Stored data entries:
--------------------

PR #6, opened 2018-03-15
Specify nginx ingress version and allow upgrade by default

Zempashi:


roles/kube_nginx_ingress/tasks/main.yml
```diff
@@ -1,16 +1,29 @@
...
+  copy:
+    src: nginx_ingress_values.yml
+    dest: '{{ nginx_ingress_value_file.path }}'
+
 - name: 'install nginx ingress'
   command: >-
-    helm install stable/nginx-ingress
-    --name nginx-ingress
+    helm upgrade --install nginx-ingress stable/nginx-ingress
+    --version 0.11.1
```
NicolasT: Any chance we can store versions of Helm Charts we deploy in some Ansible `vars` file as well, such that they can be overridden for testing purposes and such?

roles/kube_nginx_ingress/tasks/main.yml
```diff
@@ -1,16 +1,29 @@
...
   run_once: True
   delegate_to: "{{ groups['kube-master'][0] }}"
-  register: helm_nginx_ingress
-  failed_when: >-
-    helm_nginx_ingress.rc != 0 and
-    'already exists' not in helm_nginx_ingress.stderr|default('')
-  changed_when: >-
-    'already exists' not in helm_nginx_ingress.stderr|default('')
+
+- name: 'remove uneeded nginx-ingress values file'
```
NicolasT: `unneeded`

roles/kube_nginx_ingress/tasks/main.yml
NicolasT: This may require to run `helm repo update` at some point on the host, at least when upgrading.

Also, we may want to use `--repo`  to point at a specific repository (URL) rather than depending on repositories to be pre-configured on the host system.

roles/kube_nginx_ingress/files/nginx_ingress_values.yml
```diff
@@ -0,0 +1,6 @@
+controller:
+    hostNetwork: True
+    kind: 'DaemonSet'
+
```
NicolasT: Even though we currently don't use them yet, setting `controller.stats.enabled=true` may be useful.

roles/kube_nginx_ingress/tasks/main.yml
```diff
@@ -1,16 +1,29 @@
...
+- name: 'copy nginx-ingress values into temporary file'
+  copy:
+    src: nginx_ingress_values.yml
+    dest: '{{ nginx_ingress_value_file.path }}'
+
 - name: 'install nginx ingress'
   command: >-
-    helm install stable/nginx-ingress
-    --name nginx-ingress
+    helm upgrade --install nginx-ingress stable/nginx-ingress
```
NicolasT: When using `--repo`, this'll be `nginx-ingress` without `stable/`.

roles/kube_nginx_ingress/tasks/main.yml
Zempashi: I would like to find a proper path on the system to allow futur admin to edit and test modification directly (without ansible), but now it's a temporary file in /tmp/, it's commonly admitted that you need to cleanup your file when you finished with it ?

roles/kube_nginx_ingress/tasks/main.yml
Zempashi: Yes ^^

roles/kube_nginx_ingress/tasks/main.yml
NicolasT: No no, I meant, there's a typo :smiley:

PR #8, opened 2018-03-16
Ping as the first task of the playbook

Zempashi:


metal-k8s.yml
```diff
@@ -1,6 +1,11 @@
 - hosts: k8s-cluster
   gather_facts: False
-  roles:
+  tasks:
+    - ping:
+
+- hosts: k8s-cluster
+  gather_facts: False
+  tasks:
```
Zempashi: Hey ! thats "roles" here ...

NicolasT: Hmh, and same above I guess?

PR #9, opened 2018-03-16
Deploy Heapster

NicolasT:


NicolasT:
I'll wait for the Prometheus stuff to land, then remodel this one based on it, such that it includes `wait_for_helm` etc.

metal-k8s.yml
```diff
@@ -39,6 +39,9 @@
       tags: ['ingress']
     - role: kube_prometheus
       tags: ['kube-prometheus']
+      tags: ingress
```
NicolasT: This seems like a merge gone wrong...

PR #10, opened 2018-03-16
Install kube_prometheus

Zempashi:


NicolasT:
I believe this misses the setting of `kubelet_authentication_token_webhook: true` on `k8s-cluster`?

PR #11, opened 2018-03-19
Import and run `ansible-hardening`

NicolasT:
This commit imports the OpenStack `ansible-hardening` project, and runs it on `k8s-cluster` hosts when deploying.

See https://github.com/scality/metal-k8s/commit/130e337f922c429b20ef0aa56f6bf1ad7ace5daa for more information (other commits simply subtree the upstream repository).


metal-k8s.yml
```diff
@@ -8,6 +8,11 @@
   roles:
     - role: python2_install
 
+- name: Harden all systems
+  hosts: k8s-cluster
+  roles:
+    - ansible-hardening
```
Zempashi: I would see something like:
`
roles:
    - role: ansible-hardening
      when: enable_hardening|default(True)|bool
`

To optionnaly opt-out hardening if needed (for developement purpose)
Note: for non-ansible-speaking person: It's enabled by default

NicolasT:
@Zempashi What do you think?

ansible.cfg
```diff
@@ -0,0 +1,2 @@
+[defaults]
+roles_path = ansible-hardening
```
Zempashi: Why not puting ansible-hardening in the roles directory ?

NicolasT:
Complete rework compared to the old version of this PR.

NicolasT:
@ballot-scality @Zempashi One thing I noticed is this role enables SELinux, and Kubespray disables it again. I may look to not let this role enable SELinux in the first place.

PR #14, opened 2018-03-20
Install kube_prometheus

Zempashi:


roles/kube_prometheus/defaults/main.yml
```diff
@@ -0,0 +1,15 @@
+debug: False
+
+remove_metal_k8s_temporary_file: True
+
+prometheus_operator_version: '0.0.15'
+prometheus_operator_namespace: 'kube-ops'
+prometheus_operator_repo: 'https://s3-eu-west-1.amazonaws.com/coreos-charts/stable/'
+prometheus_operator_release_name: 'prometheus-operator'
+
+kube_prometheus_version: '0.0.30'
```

--------------------

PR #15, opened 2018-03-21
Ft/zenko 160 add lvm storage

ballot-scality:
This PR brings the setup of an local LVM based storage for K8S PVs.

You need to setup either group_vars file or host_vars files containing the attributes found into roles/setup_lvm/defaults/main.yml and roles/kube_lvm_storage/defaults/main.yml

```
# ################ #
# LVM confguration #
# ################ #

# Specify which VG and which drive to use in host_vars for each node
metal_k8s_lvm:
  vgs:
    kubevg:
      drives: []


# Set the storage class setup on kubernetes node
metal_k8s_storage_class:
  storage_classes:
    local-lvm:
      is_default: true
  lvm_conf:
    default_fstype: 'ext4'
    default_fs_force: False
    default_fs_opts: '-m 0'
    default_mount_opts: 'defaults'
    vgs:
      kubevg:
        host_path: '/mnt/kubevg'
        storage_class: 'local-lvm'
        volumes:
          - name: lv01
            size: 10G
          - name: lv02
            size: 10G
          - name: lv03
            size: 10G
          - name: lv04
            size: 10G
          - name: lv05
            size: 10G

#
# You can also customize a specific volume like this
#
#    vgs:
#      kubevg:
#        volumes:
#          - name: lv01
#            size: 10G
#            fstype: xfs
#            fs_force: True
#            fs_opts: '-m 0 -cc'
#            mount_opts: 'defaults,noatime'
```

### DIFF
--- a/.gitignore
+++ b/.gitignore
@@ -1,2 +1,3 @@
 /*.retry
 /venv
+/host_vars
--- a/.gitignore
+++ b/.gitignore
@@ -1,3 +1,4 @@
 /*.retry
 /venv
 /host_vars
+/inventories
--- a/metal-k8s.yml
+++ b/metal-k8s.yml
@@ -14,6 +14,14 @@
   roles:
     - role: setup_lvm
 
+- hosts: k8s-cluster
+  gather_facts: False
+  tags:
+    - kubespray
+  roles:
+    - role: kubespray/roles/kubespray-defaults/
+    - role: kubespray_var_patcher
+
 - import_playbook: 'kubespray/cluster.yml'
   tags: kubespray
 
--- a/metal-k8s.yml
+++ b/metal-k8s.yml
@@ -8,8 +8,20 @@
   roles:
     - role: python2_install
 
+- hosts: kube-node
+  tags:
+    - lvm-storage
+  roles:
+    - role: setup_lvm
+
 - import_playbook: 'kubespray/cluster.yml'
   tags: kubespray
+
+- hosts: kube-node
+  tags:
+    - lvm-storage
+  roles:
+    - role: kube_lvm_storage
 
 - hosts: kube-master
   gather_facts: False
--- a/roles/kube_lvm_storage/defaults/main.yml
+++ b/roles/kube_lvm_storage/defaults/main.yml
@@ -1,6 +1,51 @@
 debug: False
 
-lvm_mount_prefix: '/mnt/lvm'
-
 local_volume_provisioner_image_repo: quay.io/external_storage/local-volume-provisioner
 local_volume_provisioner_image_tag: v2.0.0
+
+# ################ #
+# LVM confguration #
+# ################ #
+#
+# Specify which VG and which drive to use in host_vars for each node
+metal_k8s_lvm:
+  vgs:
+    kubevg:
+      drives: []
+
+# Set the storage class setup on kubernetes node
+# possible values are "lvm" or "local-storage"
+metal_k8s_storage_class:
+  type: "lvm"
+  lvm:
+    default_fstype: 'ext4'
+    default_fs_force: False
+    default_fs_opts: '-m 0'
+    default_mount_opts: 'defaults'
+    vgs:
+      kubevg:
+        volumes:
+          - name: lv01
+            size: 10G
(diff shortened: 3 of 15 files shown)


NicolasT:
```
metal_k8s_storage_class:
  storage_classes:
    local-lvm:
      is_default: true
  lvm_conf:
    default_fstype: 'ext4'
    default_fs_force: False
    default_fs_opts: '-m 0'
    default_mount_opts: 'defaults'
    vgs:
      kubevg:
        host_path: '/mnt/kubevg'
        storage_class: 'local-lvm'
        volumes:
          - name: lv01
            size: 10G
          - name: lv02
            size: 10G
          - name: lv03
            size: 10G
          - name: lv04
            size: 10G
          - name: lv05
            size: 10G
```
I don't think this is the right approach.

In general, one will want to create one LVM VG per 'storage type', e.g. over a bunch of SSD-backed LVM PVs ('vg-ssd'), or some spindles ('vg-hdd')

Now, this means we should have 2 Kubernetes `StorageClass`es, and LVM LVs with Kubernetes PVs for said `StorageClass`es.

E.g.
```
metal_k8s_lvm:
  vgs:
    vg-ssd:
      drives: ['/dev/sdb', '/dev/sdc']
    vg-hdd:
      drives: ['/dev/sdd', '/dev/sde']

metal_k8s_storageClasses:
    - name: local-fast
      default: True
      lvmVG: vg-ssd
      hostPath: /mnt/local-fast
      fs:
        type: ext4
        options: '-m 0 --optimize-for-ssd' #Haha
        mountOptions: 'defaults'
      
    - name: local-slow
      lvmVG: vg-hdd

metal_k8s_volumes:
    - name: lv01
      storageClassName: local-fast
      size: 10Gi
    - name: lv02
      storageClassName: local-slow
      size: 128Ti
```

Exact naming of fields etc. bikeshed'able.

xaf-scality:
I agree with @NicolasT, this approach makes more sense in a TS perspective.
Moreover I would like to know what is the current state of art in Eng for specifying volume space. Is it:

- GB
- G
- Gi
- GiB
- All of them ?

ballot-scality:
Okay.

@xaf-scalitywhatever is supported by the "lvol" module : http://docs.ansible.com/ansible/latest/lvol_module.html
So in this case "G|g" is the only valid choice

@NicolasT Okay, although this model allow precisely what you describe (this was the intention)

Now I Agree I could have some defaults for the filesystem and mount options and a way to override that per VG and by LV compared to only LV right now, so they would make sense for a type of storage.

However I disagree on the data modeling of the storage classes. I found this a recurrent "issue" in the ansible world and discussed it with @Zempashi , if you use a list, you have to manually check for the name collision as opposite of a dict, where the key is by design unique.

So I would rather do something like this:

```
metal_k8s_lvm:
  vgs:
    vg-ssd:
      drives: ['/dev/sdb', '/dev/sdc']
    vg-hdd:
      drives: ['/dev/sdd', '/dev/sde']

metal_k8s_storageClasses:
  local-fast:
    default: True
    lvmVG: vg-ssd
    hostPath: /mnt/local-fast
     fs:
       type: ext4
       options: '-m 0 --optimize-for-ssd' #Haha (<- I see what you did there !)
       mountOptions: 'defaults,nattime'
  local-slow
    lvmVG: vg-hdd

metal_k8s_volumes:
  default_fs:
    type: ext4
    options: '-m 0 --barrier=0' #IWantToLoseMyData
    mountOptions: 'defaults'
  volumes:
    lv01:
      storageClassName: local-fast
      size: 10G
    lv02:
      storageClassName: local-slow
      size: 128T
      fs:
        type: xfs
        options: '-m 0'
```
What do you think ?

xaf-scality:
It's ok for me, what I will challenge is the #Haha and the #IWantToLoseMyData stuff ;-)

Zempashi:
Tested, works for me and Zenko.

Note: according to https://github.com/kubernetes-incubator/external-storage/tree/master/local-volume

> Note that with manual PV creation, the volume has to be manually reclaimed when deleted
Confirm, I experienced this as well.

--------------------

The lines you need are those with the word "confguration"; list them from the entries.

- _COMPLETED EXERCISE_
# LVM confguration #
+# LVM confguration #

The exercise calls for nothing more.